沈赤玉提起竹捆和那筐线香。这时柳挽翠绕着找来了。
“嚯哟,沈哥的力气真大!”柳挽翠震惊看了眼,又嗅嗅沈赤玉手里的线香,皱了鼻子,“好呛人的香,你怎的买了这么多?是不是叫人诓了?”
“早知道我就带着你了,是谁卖给你的?”柳挽翠有些恼怒,“走,我带你回去找他麻烦!”
戚倚春脚步没动,只道:“去买茶吧。”
“……”柳挽翠急急停步,转身看了她一眼,轻叹口气,引着她踏进茶庄门槛。
一股清涩的干香扑面而来。
柜后掌柜抬眼,见是生客,脸上立刻堆起熟络的笑:“贵客临门,可是要选些好茶?”
不待戚倚春应答,他已从架上捧下一只青花瓷罐,揭盖献宝似的递到跟前:“您瞧瞧这秋露茶,昨儿才从南边山场快马捎来的。叶芽匀细,最是清心润肺。”
戚倚春未接话,只微微倾身,揭开另一罐。轻拈起一撮,就着门边天光细看。
叶形尚整,但嗅之清气不足,指尖搓捻间,微有碎末沾手。
“这是粗茶,口感是很差的。”掌柜笑容不改,“一分钱一分货,我还是推荐……”
戚倚春话音笃定:“就这个。”
“诶,戚姑娘,你这是买回去待客,怎么好只给粗茶?”柳挽翠将话接过,“还是买些秋茶备着。”

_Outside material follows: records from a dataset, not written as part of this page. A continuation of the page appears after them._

PR #1493, opened 2019-07-12
Discovery helm version

stgleb:
Discovery helm version when import cluster

### DIFF
--- a/pkg/kube/util.go
+++ b/pkg/kube/util.go
@@ -254,5 +254,5 @@ func discoverHelmVersion(kubeConfig *clientcmddapi.Config) (string, error) {
 		}
 	}
 
-	return "", sgerrors.ErrNotFound
+	return "", nil
 }
--- a/pkg/kube/util.go
+++ b/pkg/kube/util.go
@@ -3,6 +3,8 @@ package kube
 import (
 	"context"
 	"fmt"
+	"strings"
+
 	"github.com/aws/aws-sdk-go/aws"
 	"github.com/aws/aws-sdk-go/service/ec2"
 	"github.com/sirupsen/logrus"
@@ -16,7 +18,6 @@ import (
 	"k8s.io/client-go/kubernetes/scheme"
 	"k8s.io/client-go/rest"
 	"k8s.io/client-go/tools/clientcmd"
-	"strings"
 
 	"k8s.io/client-go/kubernetes"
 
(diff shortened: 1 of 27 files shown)


pkg/kube/util.go
```diff
@@ -164,11 +172,87 @@ func findNextMinorVersion(current string, versions []string) string {
...
+			return versions[i+1]
 		}
 	}
 
 	return ""
-}
\ No newline at end of file
+}
+
+func discoverK8SVersion(kubeConfig *clientcmddapi.Config) (string, error) {
```
saheienko: There is another PR for the k8s version: https://github.com/supergiant/control/pull/1494

pkg/kube/util.go
```diff
@@ -164,11 +172,87 @@ func findNextMinorVersion(current string, versions []string) string {
...
+	deploymentList, err := clientSet.AppsV1().Deployments("kube-system").List(v1.ListOptions{})
+
+	if err != nil {
+		return "", errors.Wrapf(err, "list deployments")
+	}
+
+	for _, deployment := range deploymentList.Items {
+		if strings.Contains(deployment.Name, "tiller") {
+			for _, container := range deployment.Spec.Template.Spec.Containers {
+				slice := strings.Split(container.Image, ":")
```
saheienko: Helm client has `GetVersion` function. Please, you this function to retrieve a version.
https://github.com/helm/helm/blob/2e55dbe1fdb5fdb96b75ff144a339489417b146b/pkg/helm/interface.go#L36

templates/bootstrap_token.go
```diff
@@ -4,6 +4,9 @@ const bootstrapTokenTpl = `
 {{ if .IsBootstrap }}
 sudo kubeadm token create {{ .Token }} --ttl 0
 # Bind uploaded certs secret to bootstrap token
-sudo kubeadm init phase upload-certs --experimental-upload-certs --certificate-key {{ .CertificateKey }}
+
+{{ if not .IsImport }}
+	sudo kubeadm init phase upload-certs --upload-certs --certificate-key {{ .CertificateKey }}
```
saheienko: This change exists in the https://github.com/supergiant/control/pull/1494 PR too. Please, open another PR for this fix.

pkg/kube/util.go
stgleb: yeah, i've created this branch from branch with PR #1494 , once it is merged this PR will shrink

templates/bootstrap_token.go
stgleb: answered above

pkg/kube/util.go
stgleb: The same thing,  I can't create helm client without having a kube, but kube doesn't exists at that time.

stgleb: Actually we can do it in future, but this will be significant change for not only this handler and is out of scope of that task, I'll leave a todo for it.

saheienko: Our helm [client](https://github.com/supergiant/control/blob/master/pkg/sghelm/proxy/proxy.go#L56) doesn't require it.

说着,她又看向茶铺掌柜,语气温缓,“掌柜的,我们姑娘是开茶坊的,往后来你这里买茶的时候多着呢。要我说,你这价得再让三分。”
掌柜的“哦”了一嗓,问道:“开茶坊的?西街归云坊?”
“你少看不起人!”柳挽翠忽然扬调,侧身往外一指,“瞧见没有,外头那大个,是戚姑娘的伙计。他壮着呢,什么妖兽敢来侵扰?”
掌柜的看出去。
只见沈定一手抱着个大木墩,另一边肩臂扛着个宽阔木架,站得笔直。
他捻须沉吟片刻,终是笑着拱手:“罢,罢,既然是新来的掌柜,某当聊表乡情,便按你说的价来。”
戚倚春等他们说完,才与掌柜议定了分两。
沈赤玉数了银两递去,掌柜的将钱过了数,取戥子细细称准斤数,用厚桑纸包妥,稳稳置入沈赤玉的背篓。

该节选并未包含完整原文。